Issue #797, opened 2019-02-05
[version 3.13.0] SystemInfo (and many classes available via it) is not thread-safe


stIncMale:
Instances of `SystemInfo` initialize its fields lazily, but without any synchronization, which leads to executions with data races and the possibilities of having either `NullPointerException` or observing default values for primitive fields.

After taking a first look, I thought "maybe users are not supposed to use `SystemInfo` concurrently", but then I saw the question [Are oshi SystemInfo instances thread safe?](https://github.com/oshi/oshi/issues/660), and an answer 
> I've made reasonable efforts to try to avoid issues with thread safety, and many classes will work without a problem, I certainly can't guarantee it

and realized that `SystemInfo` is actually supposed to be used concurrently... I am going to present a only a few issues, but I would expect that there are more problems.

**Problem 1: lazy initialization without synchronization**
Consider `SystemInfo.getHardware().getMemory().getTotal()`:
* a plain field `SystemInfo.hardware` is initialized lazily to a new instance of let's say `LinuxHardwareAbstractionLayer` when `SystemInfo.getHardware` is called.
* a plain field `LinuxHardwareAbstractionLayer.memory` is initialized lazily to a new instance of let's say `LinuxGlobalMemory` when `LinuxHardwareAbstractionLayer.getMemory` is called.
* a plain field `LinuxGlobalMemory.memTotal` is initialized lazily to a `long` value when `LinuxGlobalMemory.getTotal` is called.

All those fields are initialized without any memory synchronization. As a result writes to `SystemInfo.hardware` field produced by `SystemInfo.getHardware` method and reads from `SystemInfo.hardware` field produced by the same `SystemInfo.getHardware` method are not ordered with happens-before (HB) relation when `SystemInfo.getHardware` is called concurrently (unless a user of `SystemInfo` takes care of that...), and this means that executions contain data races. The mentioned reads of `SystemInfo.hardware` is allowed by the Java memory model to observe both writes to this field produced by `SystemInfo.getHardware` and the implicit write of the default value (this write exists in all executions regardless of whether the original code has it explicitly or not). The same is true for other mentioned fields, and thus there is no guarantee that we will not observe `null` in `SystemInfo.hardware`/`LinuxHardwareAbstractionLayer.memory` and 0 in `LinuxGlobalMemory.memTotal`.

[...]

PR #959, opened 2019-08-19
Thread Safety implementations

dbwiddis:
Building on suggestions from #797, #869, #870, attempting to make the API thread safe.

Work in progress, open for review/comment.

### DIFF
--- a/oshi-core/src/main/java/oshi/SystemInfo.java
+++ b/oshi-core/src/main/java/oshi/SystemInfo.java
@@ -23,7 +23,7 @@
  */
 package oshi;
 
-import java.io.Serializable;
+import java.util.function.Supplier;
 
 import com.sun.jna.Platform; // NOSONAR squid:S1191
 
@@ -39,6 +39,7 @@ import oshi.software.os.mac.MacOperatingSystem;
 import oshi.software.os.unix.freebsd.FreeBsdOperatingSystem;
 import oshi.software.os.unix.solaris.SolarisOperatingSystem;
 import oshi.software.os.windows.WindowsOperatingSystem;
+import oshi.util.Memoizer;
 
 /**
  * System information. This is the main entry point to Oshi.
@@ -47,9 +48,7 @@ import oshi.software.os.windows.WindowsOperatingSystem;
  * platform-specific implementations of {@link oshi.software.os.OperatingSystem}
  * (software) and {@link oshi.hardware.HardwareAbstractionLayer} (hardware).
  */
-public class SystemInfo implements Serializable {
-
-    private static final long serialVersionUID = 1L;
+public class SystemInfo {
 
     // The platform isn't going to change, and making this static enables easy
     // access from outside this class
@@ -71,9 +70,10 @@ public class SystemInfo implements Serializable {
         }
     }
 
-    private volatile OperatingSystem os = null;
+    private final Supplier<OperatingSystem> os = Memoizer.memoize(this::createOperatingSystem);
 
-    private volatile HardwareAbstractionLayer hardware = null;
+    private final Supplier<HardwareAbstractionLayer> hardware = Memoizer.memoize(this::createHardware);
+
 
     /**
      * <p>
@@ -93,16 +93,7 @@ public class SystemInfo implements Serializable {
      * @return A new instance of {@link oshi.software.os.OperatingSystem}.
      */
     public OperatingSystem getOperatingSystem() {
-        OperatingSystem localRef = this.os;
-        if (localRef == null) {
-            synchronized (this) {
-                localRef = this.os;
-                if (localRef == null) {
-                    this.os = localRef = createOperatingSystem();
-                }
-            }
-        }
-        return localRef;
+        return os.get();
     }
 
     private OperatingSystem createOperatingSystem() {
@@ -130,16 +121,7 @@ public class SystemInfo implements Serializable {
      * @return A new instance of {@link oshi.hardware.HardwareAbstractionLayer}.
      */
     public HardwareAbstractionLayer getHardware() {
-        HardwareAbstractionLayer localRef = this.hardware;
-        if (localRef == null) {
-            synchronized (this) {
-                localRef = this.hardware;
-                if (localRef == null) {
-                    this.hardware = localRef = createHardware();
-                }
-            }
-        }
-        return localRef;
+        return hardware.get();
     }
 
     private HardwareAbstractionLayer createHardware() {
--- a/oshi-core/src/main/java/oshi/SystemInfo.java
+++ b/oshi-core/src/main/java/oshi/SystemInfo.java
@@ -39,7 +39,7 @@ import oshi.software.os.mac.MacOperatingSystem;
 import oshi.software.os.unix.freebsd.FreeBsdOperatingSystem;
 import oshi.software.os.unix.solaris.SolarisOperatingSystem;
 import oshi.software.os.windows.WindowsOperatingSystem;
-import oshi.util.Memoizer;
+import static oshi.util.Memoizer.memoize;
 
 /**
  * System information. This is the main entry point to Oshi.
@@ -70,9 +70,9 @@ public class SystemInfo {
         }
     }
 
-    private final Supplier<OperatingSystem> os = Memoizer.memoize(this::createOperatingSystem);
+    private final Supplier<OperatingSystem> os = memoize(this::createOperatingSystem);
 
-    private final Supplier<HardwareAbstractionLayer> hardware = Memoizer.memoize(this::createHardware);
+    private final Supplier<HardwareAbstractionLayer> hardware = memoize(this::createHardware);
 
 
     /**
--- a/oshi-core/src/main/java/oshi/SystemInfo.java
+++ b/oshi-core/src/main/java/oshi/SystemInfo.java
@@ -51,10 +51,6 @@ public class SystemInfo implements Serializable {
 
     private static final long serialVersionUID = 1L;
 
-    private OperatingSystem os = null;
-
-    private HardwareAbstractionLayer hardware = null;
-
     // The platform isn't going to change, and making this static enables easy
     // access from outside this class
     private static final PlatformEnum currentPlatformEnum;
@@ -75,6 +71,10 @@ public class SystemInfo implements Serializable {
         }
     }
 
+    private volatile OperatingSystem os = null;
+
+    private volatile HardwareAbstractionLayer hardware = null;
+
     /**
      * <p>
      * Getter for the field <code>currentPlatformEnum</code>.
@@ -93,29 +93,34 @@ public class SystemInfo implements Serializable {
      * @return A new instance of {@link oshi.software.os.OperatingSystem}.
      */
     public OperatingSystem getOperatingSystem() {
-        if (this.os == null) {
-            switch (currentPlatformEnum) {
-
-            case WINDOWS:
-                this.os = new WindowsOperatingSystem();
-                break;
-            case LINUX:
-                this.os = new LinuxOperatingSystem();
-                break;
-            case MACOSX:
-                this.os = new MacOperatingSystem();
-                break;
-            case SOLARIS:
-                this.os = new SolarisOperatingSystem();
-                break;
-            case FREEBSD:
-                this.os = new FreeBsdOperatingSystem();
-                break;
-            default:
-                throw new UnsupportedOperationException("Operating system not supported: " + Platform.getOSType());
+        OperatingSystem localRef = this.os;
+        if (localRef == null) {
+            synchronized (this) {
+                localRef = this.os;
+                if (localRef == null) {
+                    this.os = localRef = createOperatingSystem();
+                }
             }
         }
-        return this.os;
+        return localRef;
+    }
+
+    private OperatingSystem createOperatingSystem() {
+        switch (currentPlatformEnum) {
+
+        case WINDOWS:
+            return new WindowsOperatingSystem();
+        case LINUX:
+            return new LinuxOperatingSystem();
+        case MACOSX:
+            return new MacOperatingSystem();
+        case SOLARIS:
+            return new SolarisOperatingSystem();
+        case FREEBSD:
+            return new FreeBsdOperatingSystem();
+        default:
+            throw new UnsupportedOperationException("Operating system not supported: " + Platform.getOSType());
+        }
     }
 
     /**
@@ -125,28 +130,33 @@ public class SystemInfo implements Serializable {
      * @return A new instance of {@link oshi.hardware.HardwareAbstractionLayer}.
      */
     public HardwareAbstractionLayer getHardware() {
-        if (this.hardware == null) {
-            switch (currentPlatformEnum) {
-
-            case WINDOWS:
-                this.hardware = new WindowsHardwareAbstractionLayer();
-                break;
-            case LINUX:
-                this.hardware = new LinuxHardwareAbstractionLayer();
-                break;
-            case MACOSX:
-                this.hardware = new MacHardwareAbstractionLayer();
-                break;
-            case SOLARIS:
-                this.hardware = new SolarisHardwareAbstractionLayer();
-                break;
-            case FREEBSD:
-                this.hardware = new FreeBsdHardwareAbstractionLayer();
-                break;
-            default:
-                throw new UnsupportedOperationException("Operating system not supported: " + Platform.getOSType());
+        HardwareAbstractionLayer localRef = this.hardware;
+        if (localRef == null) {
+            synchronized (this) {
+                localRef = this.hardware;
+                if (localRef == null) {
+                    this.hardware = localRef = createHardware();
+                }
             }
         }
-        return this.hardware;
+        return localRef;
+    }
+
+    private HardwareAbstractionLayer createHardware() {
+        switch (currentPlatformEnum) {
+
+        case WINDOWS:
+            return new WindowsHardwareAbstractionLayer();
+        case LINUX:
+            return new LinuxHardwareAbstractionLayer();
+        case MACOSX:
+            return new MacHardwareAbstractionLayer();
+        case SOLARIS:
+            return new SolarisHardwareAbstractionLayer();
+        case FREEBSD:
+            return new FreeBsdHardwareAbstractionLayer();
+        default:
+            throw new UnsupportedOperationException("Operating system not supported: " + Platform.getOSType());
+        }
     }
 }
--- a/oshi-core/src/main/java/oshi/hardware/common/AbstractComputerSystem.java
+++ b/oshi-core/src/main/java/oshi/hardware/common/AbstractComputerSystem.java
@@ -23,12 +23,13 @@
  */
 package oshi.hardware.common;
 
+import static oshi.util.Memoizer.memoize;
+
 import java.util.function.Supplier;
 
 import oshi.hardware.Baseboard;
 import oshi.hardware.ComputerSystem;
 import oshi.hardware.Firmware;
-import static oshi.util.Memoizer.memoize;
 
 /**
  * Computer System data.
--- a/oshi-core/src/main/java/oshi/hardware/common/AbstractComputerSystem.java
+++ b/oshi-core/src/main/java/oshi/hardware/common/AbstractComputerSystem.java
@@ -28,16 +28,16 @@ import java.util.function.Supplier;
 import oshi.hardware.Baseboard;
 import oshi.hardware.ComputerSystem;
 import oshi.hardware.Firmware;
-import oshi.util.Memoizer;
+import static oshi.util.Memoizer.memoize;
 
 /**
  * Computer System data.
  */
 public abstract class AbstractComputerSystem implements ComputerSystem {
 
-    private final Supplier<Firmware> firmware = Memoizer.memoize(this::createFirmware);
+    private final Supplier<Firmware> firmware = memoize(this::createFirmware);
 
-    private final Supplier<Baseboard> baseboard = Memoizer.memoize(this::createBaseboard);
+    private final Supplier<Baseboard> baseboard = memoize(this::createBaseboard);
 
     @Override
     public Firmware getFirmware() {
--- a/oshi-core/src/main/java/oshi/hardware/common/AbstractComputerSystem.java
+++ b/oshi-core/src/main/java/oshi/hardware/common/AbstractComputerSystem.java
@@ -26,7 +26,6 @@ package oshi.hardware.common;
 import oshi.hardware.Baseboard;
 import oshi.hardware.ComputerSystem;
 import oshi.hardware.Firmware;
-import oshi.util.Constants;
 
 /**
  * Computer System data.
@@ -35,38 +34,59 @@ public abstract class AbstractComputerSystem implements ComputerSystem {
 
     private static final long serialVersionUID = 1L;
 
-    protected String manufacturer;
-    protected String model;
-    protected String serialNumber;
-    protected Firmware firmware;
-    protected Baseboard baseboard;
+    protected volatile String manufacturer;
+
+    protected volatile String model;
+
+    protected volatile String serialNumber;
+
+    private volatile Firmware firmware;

What the exercise asks >>
Could you repeat exactly the lines in the listing above from the one with "-28,16 +28,16 @@ import java.util.function.Supplier;" down to the one with "public Firmware getFirmware()"? Include both of those lines.

Output of the task >>
@@ -28,16 +28,16 @@ import java.util.function.Supplier;
 import oshi.hardware.Baseboard;
 import oshi.hardware.ComputerSystem;
 import oshi.hardware.Firmware;
-import oshi.util.Memoizer;
+import static oshi.util.Memoizer.memoize;
 
 /**
  * Computer System data.
  */
 public abstract class AbstractComputerSystem implements ComputerSystem {
 
-    private final Supplier<Firmware> firmware = Memoizer.memoize(this::createFirmware);
+    private final Supplier<Firmware> firmware = memoize(this::createFirmware);
 
-    private final Supplier<Baseboard> baseboard = Memoizer.memoize(this::createBaseboard);
+    private final Supplier<Baseboard> baseboard = memoize(this::createBaseboard);
 
     @Override
     public Firmware getFirmware() {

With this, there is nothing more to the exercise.